PR #5789, opened 2019-11-07
Use checkPermissions in getOrderQuery

trojanh:
Resolves N.A.
Impact: **minor**  
Type: **feature|refactor**

## Issue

| Work item |
The records above must be set down again exactly as written.

| Result |
PR #5789, opened 2019-11-07
Use checkPermissions in getOrderQuery

trojanh:
Resolves N.A.
Impact: **minor**  
Type: **feature|refactor**

## Issue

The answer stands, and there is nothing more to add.